··· Records supplied
PR #767, opened 2026-08-01
fix(physics): restore model-bounds colliders

### LINKED ISSUE #597: Decide whether the model-bounds collider fallback should apply beyond climbables (~187 objects)
#595 made collider creation fall back to the model's bounding box when `PropPhysDimensions` is absent, but **gated the fallback on `PropPhysAttr.climbable != 0`** so it only affects ladders. The general case is deferred here.

### Measured scope

With the fallback ungated, **~187 non-ladder objects across all 21 missions** gain colliders that they do not have today — hydro2 pipe runs, station windows and crates, bar stools, and similar. That was measured on the branch, not estimated.

### The question

That is plausibly *faithful* — DromEd appears to default physics dimensions from the model, which is exactly why the ladders that do carry authored dims have `PhysDims.size` equal to their model bbox after the Z-up→Y-up swizzle. So these props arguably *should* be solid.

But it is also **traversal-affecting**: 187 newly-solid objects could seal corridors, block doorways, or wedge the player, and this port already has issues where an unexpected collider blocks a route (#592 grav-lift walls, #562 corpses sealing a corridor). Turning them all solid at once, in a change whose purpose was fixing ladders, was too risky to bundle.

### What is needed

Decide whether the fallback should be general, and if so land it as its own change with traversal testing — at minimum the SDK mission smoke test plus a play-through pass on the decks with the most affected objects (hydro2, station).

Split out of #589 / #595 as deferred work.

tommy-xr:
Fixes #597

## Summary

- restore the model-bounds collider fallback for every supported dimensionless OBB or sphere, instead of limiting it to climbables
- preserve authored `PhysType::None`, model-less marker suppression, authored dimensions, and the existing safe kinematic policy for dimensionless spheres
- add live SDK regression coverage in Station and Hydro2, including a `PhysType::None` negative control

## Why this is faithful

The original Dark Engine source marks both PhysType and PhysDims as instantiated, non-inherited properties. Its PhysType listener creates an instance PhysDims when a concrete physical object loads, and `InitPhysProperty(PHYS_DIMS)` initializes dimensions from `ObjGetUnscaledDims` plus object scale ([source](https://github.com/dima424658/darkengine/blob/4aa92d74e727a503954eb01914f69b3997324fc3/src/physics/phprop.cpp#L117-L137), [listener](https://github.com/dima424658/darkengine/blob/4aa92d74e727a503954eb01914f69b3997324fc3/src/physics/phprop.cpp#L557-L631), [dimension initialization](https://github.com/dima424658/darkengine/blob/4aa92d74e727a503954eb01914f69b3997324fc3/src/physics/phprop.cpp#L786-L870)). Raw mission objects that inherit a physical type but omit PhysDims are therefore not intentionally nonphysical; Dark materializes their model-derived instance dimensions at load.

The fallback is gated to exact supported OBB and sphere types. Raw type 3 (`None`, currently displayed as the combined bitflags value) remains bodyless even when a model exists, avoiding the warning noise and false railing/faucet/window bodies an ungated model lookup would introduce.

## Measured scope

An instrumented all-mission audit found 261 non-climbable, non-frobbable, positioned objects with inherited PhysType, no PhysDims, and usable model bounds:

- 207 exact OBB + 6 exact sphere = 213 supported objects restored
- 48 exact `PhysType::None` objects remain bodyless
- largest deltas: Hydro2 +95, Station +46, SHODAN +23, Ops3 +12

An exact base-versus-branch runtime comparison over all 23 missions added 213 physics bodies, matching the supported audit one-for-one, with no losses or unexplained gains. All new bodies are kinematic, so dimensionless props do not unexpectedly begin falling.

## Traversal verification

- Station: opened both real Security Doors through normal aim + squeeze, walked directly beneath and around the restored pipe bank, confirmed mission object 583 owns an enabled non-sensor body, and reached the Main Hall lift boundary without a new obstruction.
- Hydro2: opened the real elevator through its button, traversed out and south to the Sector A upper route beside the 95 restored props, confirmed mission object 706 owns its body, and raycast the only stop to existing `WorldRep` geometry rather than a restored pipe. Hand Rail object 1007 remained bodyless.

## Tests

- negative-first unit: the ordinary dimensionless OBB assertion fails on base and passes with the fallback
- `cargo test -p shock2vr` — 398 passed
- `npm test` — 26 passed, 163 opt-in skipped
- focused live model-bounds SDK scenario — 2 passed
- full `npm run test:e2e` — 186 passed, 0 failed, 3 expected skips; all 23 missions and both new regressions passed

Post-rebase focused Rust, warning-free checks, SDK units, and both live model-bounds scenarios are also green.

## Visual verification

Model-bounds collider restoration demo

<sub>Matched deterministic capture in `earth.mis` against Bar Stool mission object 353. From the same approach, base `2e5e394` clips through the visible stool (1.206u advanced) while fix `3524cea` stops against its restored kinematic, non-sensor collider (0.095u advanced). Captured headlessly via the debug runtime (`/v1/step` + `/v1/screenshot`).</sub>

### Restored behavior

Restored solid Bar Stool

### Before → after

Before and after model-bounds collision

### DIFF
--- a/shock2vr/src/mission/entity_creator.rs
+++ b/shock2vr/src/mission/entity_creator.rs
@@ -977,24 +977,22 @@ pub fn create_physics_representation(
             .map(|pa| pa.climbable != 0)
             .unwrap_or(false);
 
-        // `P$PhysDims` is optional: an author who never opened the physics
-        // dimensions dialog leaves the object with only a physics *type*, and
-        // the object then got no collider at all - which is why most ladders
-        // were neither solid nor climbable (issue #589). The original engine
-        // falls back to the model's bounds, and the shipped data proves it:
-        // every ladder that *does* carry authored dimensions carries exactly
-        // its model's bbox (e.g. eng1's `Ladder 16'` #945: size
-        // (1.65, 6.40, 0.14) == ladder.bin's bounds, offset zero == its
-        // bbox center).
-        //
-        // Deliberately limited to *climbable* objects. The same fallback
-        // applied to every dimension-less physics object turns ~187 further
-        // props solid across the shipped missions (hydro2 pipe runs, station
-        // windows and crates, bar stools) - plausibly also faithful, but a
-        // separate change with its own traversal testing, not a silent
-        // side effect of a ladder fix.
+        // `P$PhysDims` is an instantiated, non-inherited property in Dark. A
+        // concrete object can therefore inherit a physics type without storing
+        // dimensions in the mission: the original PhysType listener loads its
+        // model and initializes an instance PhysDims from the scaled model
+        // bounds. Do the same here for every supported physical model, not only
+        // climbable ones (#597). Objects with PhysType `None` and model-less
+        // markers still receive no fallback.
         let maybe_dimensions = v_dimensions.get(entity_id).ok();
-        let model_bounds = if maybe_dimensions.is_none() && is_climbable {
+        let has_supported_physics_type = v_phys_type
+            .get(entity_id)
+            .map(|phys_type| {
+                phys_type.phys_type == PhysicsModelType::ORIENTED_BOUNDING_BOX
+                    || phys_type.phys_type == PhysicsModelType::SPHERE
+            })
+            .unwrap_or(false);
+        let model_bounds = if maybe_dimensions.is_none() && has_supported_physics_type {
             // Raw model bounds - deliberately NOT `abs_dimensions`, whose
             // minimum-size clamp would make a fallback ladder 41% thicker
             // than the authored ladder standing next to it. Degenerate sizes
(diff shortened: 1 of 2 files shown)


tommy-xr:
✅ **Triage: merge-ready** (cross-PR review sweep, 2026-08-02)

Smallest diff of the open physics PRs with the strongest evidence: one predicate change, negative-first unit pair plus `PhysType::None` control, and the 213-collider audit reconciled across all 23 missions. Verified the `bitflags` ordinal comparison is exact (`==` on the whole pattern), so NONE(3) is correctly excluded — though the bitflags-for-an-enum modelling is a latent trap for a future `.contains()`.

Restacked on current main (clean rebase over 8 commits); post-rebase: `-D warnings` check clean, all 12 entity_creator unit tests pass, both e2e scenarios (station pipes, hydro2 supported/None) pass.

Residual risk: a restored collider sealing a corridor in one of the 21 unwalked missions — playtest-discoverable. Sequence deliberately with #695 (touches the same fallback in the opposite direction) and re-run #768's hydro2 e2e after this lands (+95 colliders in that mission).

Issue #744, opened 2026-07-30
fix(gameplay): prevent Cargo 2B jump from escaping through ceiling


tommy-xr:
## Summary

An ordinary forward jump west from the top stop of Engineering Cargo 2B East lift 669 passes through the room's parentless world ceiling and leaves the player stably supported on its exterior roof.

This is a bypassable gameplay collision bug. The valid route walks north from the lift toward top call button 620, then follows the upper aisle west.

## Campaign

- Scenario: `engineering`
- Tweak: `none`
- Assets: `legacy`
- Seed: `1378752978`
- Mission: `eng2.mis`
- Jump dependency: PR #714 at `cd19e396`, stacked on PR #712

## Stable authored identities

- Cargo Lift mission object `669`
- Lift path: object `477` at `y=-12.6` → `478` at `y=-5.1` → `479` at `y=2.1`
- Call buttons: bottom `480`, middle `481`, top `620`

These are mission-file object/template identities; no runtime entity ID is hardcoded.

## Reproduction

1. Launch `eng2.mis` with the stacked ordinary-jump implementation from PR #714.
2. Drive lift 669 to authored top node 479.
3. Stand at approximately `(43.9006, 3.1440, -168.2003)`.
4. Aim ordinary locomotion west toward approximately `(39, 3.2, -170)`.
5. Hold forward and pulse the production `Jump` input once; release it after the rising edge.
6. Let the simulation settle.

The durable negative-first SDK scenario additionally raycasts with only the `world` collision group from both sides and verifies that the traversed slab is the world ceiling/exterior roof at `y=6.8`.

## Expected

The upward character cast collides with the ceiling and cancels the jump rise, leaving the player inside Cargo 2B.

## Actual

The player crosses the `y=6.8` world slab and remains stably supported outside. The independent negative run ended:

```text
(43.900566, 3.144000, -168.200300)
  -> (34.538307, 8.043818, -171.638290)
  -> unchanged for another 120 fixed-timestep frames
```

The held-edge controller launches only once, the lift is settled at node 479 before the jump, and the result persists with zero input, ruling out repeated-jump input, lift carry, save-state residue, and a transient expected arc.

![Player supported outside on Cargo 2B's roof](https://gist.githubusercontent.com/tommy-xr/5ecdcd28b6a4c19ba80634ef371f464d/raw/campaign-ceiling-escape.png)

## Suspected cause

[...]

PR #768, opened 2026-08-01
fix(physics): preserve Dark mantle compression

### LINKED ISSUE #765: Hydro2 Sector C ladder approach is narrower than the player collider
## Summary

The normal Hydro2 route to the Sector C ladder is blocked by the authored partition/rail opening: the production player collider cannot fit through the final approach even though the shipped AIPATH graph routes through it.

## Reproduction

1. Load `hydro2.mis` and follow the ordinary world route toward the Sector C ladder.
2. From head position approximately `(56.125, -0.756, 24.101)`, walk the connected navigation route through anchors near `(56.64, 24.10)`, `(57.58, 24.04)`, and `(58.20, 22.80)` toward the ladder base `(59.60, 22.77)`.
3. Try normal walking, turning, and ordinary jump/mantle input through the partition/rail opening.

## Actual

The player becomes wedged against the opening and cannot reach the ladder. Releasing and re-approaching at multiple angles and jumping/mantling do not clear it. This blocks authentic campaign progress through Hydroponics.

## Expected

The production player collision shape should fit through the authored route and reach the Sector C ladder without teleporting or another debug bypass.

## Evidence

Fresh campaign play-through iteration 15 reproduced the blocker, then cold-loaded the same local state and reproduced it again. The local reproduction state is private retail-derived save data and will not be published. A deterministic SDK regression and before/after debug-runtime capture will accompany the fix PR.

## Build

Reproduced on campaign integration commit `a8726f243e1271a089a60f073a2acf44dc0f066a`.

tommy-xr:
Fixes #765

## Summary

- model Dark's ordinary mantle as an atomic collapse onto the existing head sphere instead of sweeping the capsule center through a nearby lip
- validate the exact compressed endpoint against newly introduced collider surface features, while continuing to sweep every raised/forward transition step
- retry higher bounded mantle routes when an early point-probe candidate cannot complete, and safely reverse the atomic collapse if live entity geometry blocks recovery
- add a Hydro2 Sector C mission regression that identifies both authored railing OBBs by stable template ID, proves a supported in-span vault, and continues to the ladder base

## Verification

- `cargo test -p shock2vr` (411 passed)
- `npm test` (26 passed; E2E scenarios skipped as intended without `SHOCK2_E2E=1`)
- `npm run test:e2e` from a clean rebuilt `dist` with an isolated target and ports (186 passed, 0 failed, 3 retail-save-gated skips)
- focused `jump.e2e.test.js` (4 passed: Hydro2 railing, SHODAN descent, Engineering crate, SHODAN log)
- focused `climbing.e2e.test.js` (2 passed)
- hosted CI: format and all build jobs pass on macOS, Ubuntu, Windows, and the Android build job
- private reproduction save remained unchanged at SHA-256 `341b6586037f62a5da8126afd171d7815b2a3b431754314f4d285317afcf5bbc` (save not published)

## Visual evidence

Hydro2 Sector C railing vault before and after

<sub>Ordinary jump now vaults Hydro2 Sector C railing and reaches the ladder base. Captured headlessly via the debug runtime (`/v1/step` + `/v1/screenshot`, deterministic fixed-timestep).</sub>

## Before → after

Hydro2 Sector C railing vault before and after still

### DIFF
--- a/shock2vr/src/physics/mod.rs
+++ b/shock2vr/src/physics/mod.rs
@@ -586,6 +586,9 @@ struct ClimbTopOut {
     save_pose: Vector<Real>,
     reversing: bool,
     is_crouched: bool,
+    /// Dark atomically collapses an ordinary mantle's sphere stack at the
+    /// existing head sphere; ladder recovery continues to sweep normally.
+    instant_compression: bool,
 }
 
 struct PlayerMovement {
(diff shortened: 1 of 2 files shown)


tommy-xr:
⚠️ **Triage: fix-first + sequencing** (cross-PR review sweep, 2026-08-02)

Behavior and tests are solid (strongest suite of the physics set), but:

- **The new subset guard is a tautology**: `physics/mod.rs:1191` places `head` at exactly the capsule's top-sphere center with the same radius, so `head_obstructions ⊆ current_obstructions` always holds and the `!is_subset → return None` branch can never fire — ~50 lines of `shape_obstructions` machinery that never rejects anything. Delete it or make it a real assertion.
- **Sequencing with #745 is semantic, not just textual**: both rewrite `plan_jump_mantle` from the same pre-image. This PR's `simulate_waypoint` sweeps `scripted_queries`, which excludes parentless world terrain, so it cannot catch the ceilings #745 blocks — and the retry-higher-rises search widens exactly the space that produced the #744 escape. Land #745 first, rebase this onto it, re-run the eng1/eng2 ceiling e2es.
- Per-jump cost moved inside the search loop (`simulate_waypoint` per rise iteration, `preflight_transition` per surviving candidate ≈ 5×512 casts worst case) — unmeasured on Quest.
- VR comfort: the first mantle frame is an unswept ~1.8 ft instantaneous camera pop (and reversal snaps back) — not mentioned in the body, no VR verification.

Also re-run the hydro2 e2e after #767 lands (+95 colliders in the same Sector C area).

PR #769, opened 2026-08-01
fix(debug): report carried entity locations

### LINKED ISSUE #565: /v1/entities lists inventoried items at stale world positions
`GET /v1/entities` keeps listing an item at its old world position after the item has been picked up into the player's inventory.

Reproduced during review: `POST /v1/player/give` on RadKey Card 81 → the card appears in `/v1/player/inventory` **and** still appears in the `/v1/entities` listing at its previous world position, with a distance-from-player value computed from that stale position.

### Expected

An item held in the player's inventory should either be excluded from the world-entity listing or clearly marked as carried, so automation can tell "still on the floor" from "already picked up".

### Impact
······
▸ **Action item**:
Only the lines from the first line of the records through the one containing "## Why this is faithful" should be reproduced, exactly, with both of them included.

▸ **Solution below**:
PR #767, opened 2026-08-01
fix(physics): restore model-bounds colliders

### LINKED ISSUE #597: Decide whether the model-bounds collider fallback should apply beyond climbables (~187 objects)
#595 made collider creation fall back to the model's bounding box when `PropPhysDimensions` is absent, but **gated the fallback on `PropPhysAttr.climbable != 0`** so it only affects ladders. The general case is deferred here.

### Measured scope

With the fallback ungated, **~187 non-ladder objects across all 21 missions** gain colliders that they do not have today — hydro2 pipe runs, station windows and crates, bar stools, and similar. That was measured on the branch, not estimated.

### The question

That is plausibly *faithful* — DromEd appears to default physics dimensions from the model, which is exactly why the ladders that do carry authored dims have `PhysDims.size` equal to their model bbox after the Z-up→Y-up swizzle. So these props arguably *should* be solid.

But it is also **traversal-affecting**: 187 newly-solid objects could seal corridors, block doorways, or wedge the player, and this port already has issues where an unexpected collider blocks a route (#592 grav-lift walls, #562 corpses sealing a corridor). Turning them all solid at once, in a change whose purpose was fixing ladders, was too risky to bundle.

### What is needed

Decide whether the fallback should be general, and if so land it as its own change with traversal testing — at minimum the SDK mission smoke test plus a play-through pass on the decks with the most affected objects (hydro2, station).

Split out of #589 / #595 as deferred work.

tommy-xr:
Fixes #597

## Summary

- restore the model-bounds collider fallback for every supported dimensionless OBB or sphere, instead of limiting it to climbables
- preserve authored `PhysType::None`, model-less marker suppression, authored dimensions, and the existing safe kinematic policy for dimensionless spheres
- add live SDK regression coverage in Station and Hydro2, including a `PhysType::None` negative control

## Why this is faithful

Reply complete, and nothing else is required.